** Exercise objective **
Line filter on the word "melpa": copy each matching line from the entries.

** Data extract **
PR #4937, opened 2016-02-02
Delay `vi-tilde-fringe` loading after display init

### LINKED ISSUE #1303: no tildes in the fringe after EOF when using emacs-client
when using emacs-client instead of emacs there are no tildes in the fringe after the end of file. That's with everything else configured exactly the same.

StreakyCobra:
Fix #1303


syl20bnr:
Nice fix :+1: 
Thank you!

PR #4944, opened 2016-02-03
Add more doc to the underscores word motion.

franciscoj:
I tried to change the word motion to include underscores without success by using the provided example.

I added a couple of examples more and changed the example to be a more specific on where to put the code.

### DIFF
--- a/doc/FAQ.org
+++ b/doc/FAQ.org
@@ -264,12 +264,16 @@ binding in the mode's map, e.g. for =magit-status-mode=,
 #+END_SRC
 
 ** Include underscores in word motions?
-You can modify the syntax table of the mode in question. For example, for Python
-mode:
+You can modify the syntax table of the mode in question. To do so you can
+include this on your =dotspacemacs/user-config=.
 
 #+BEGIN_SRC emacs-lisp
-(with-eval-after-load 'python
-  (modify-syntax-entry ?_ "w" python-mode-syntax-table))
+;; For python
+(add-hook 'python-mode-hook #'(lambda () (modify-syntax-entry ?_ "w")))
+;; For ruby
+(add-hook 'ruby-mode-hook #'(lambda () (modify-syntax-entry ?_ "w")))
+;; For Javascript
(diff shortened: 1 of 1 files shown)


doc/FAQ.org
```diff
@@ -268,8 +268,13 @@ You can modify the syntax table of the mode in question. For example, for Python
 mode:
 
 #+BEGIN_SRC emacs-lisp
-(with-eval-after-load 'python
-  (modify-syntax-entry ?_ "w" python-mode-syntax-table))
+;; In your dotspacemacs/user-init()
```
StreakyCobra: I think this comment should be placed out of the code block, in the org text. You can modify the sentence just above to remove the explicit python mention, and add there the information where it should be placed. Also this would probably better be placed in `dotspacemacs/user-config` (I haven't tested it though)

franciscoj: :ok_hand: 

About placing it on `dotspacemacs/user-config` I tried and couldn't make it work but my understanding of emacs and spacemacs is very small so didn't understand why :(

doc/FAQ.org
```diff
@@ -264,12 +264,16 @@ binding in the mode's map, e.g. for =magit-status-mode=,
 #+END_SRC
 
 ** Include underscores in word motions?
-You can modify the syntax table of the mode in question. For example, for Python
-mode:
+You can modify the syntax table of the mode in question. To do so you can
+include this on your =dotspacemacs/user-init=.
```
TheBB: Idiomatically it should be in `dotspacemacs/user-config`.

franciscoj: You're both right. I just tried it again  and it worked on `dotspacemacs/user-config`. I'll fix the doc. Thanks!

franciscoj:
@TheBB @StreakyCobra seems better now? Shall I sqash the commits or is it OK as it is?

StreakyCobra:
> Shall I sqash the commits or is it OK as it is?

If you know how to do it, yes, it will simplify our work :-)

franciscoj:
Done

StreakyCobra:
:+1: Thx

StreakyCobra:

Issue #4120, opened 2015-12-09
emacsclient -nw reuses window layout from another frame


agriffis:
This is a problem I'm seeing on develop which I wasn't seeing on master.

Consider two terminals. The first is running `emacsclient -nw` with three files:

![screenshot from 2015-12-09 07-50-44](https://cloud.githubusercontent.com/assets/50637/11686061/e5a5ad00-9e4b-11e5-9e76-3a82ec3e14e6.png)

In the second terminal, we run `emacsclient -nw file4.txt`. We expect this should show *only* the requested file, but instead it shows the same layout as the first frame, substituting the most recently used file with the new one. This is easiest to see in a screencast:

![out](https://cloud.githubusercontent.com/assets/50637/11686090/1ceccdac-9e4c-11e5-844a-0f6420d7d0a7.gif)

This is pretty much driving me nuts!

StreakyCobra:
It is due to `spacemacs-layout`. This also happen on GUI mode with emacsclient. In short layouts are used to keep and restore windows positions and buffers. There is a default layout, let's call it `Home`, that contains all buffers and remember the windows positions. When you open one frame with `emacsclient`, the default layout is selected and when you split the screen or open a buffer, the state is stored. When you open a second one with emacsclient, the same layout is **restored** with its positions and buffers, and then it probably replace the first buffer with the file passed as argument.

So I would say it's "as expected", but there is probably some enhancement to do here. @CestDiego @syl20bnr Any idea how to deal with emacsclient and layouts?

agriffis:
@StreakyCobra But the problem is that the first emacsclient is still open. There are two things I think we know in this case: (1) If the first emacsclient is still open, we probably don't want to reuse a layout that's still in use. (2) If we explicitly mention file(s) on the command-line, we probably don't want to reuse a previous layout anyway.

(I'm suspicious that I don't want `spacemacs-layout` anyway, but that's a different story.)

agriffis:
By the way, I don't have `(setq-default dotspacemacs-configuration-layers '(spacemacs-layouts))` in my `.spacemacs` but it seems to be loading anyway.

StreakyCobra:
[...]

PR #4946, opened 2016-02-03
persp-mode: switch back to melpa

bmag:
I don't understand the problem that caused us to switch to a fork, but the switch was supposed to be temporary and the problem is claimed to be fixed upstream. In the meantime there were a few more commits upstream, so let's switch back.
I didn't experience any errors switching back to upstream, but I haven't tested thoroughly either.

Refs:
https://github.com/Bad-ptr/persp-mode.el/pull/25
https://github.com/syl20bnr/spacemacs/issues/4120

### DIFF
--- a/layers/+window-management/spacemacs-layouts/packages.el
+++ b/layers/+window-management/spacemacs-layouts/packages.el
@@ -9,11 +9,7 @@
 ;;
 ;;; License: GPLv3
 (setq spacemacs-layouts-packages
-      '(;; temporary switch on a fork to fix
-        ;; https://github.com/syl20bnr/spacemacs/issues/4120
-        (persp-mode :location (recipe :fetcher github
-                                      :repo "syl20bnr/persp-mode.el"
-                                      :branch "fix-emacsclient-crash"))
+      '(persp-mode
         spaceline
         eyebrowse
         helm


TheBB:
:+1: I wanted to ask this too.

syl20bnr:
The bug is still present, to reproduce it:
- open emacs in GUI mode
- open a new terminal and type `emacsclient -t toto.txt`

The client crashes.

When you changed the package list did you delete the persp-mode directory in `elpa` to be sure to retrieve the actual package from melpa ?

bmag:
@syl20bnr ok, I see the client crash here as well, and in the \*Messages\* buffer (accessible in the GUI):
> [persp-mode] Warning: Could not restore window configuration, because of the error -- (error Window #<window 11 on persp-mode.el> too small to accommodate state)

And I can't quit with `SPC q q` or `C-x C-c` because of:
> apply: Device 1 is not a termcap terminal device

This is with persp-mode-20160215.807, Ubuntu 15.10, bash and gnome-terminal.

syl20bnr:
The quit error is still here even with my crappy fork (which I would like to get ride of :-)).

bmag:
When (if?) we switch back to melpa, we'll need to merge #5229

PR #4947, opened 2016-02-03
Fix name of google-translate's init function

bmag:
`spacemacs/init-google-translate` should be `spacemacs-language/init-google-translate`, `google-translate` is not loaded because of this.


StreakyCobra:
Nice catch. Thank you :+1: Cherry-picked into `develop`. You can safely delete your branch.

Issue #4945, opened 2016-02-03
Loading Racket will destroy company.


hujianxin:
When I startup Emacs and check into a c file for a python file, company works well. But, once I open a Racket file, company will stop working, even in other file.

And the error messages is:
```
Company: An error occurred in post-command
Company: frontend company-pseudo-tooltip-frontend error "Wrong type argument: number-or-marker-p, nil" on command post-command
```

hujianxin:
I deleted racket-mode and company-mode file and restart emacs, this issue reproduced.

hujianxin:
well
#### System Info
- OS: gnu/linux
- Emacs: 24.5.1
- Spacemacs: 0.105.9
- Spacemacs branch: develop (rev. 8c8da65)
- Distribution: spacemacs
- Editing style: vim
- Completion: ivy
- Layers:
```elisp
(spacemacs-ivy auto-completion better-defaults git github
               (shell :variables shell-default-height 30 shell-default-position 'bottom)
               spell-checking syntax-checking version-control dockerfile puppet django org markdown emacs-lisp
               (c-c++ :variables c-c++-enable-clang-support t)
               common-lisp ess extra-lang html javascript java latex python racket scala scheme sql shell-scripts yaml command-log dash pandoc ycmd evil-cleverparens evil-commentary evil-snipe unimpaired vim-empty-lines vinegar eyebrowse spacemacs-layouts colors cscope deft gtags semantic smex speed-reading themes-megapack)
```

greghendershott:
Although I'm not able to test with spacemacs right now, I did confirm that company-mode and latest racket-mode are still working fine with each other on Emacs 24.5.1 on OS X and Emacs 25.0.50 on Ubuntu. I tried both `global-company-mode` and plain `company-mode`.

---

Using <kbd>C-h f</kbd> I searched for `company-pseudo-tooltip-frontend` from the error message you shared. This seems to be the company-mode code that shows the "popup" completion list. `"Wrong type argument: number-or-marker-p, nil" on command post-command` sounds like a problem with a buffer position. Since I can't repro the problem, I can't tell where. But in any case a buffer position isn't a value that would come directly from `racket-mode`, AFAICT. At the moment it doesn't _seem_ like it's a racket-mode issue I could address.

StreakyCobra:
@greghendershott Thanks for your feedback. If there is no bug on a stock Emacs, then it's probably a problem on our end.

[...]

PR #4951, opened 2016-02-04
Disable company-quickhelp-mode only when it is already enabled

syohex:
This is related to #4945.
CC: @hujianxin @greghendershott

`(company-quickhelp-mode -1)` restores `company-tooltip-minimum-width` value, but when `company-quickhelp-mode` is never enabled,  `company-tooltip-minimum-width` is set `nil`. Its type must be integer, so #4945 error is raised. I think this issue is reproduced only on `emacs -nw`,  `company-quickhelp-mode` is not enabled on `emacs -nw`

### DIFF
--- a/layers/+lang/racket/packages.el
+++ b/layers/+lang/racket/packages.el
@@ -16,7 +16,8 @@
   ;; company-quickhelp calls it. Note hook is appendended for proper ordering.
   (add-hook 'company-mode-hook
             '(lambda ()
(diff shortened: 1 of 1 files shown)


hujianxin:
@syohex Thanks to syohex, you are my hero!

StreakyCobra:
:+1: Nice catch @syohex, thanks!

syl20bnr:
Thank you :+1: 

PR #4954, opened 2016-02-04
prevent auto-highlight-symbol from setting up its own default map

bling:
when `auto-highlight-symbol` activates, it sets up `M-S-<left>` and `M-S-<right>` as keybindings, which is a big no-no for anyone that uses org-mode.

** The completed task **
persp-mode: switch back to melpa
When you changed the package list did you delete the persp-mode directory in `elpa` to be sure to retrieve the actual package from melpa ?
When (if?) we switch back to melpa, we'll need to merge #5229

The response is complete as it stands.